[Stored data]
PR #56, opened 2018-07-02
add correct genesis block and change configs

Alexey-N-Chernyshov:
Add Iroha genesis block with roles.
Fix configs.


deploy/iroha/genesis.block
```diff
@@ -13,74 +13,71 @@
...
+                        "roleName":"client",
+                        "permissions":[
+                            "can_transfer",
+                            "can_receive"
+                        ]
+                    }
+                  },
+                  {
+                    "createRole":{
+                        "roleName":"none",
```
x3medima17: 👍

src/test/integration/IntegrationTest.kt
```diff
@@ -46,18 +46,18 @@ class IntegrationTest {
...
 
     /** Iroha port */
     val irohaPort = CONFIG[ConfigKeys.irohaPort]
 
     /** Iroha transaction creator */
-    val creator = CONFIG[ConfigKeys.irohaCreator]
+    val creator = CONFIG[ConfigKeys.testIrohaAccount]
+
+    /** Iroha keypair */
+    val keypair: Keypair =
```
x3medima17: Do we really need to specify the type?

x3medima17:
Please do something with config, because I can't merge block streaming 
And I can't merge your branch into mine because it has new genesis block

→ Work to be completed:
Gather all lines from the records above in which "merge" appears.

→ Written reply:
Please do something with config, because I can't merge block streaming 
And I can't merge your branch into mine because it has new genesis block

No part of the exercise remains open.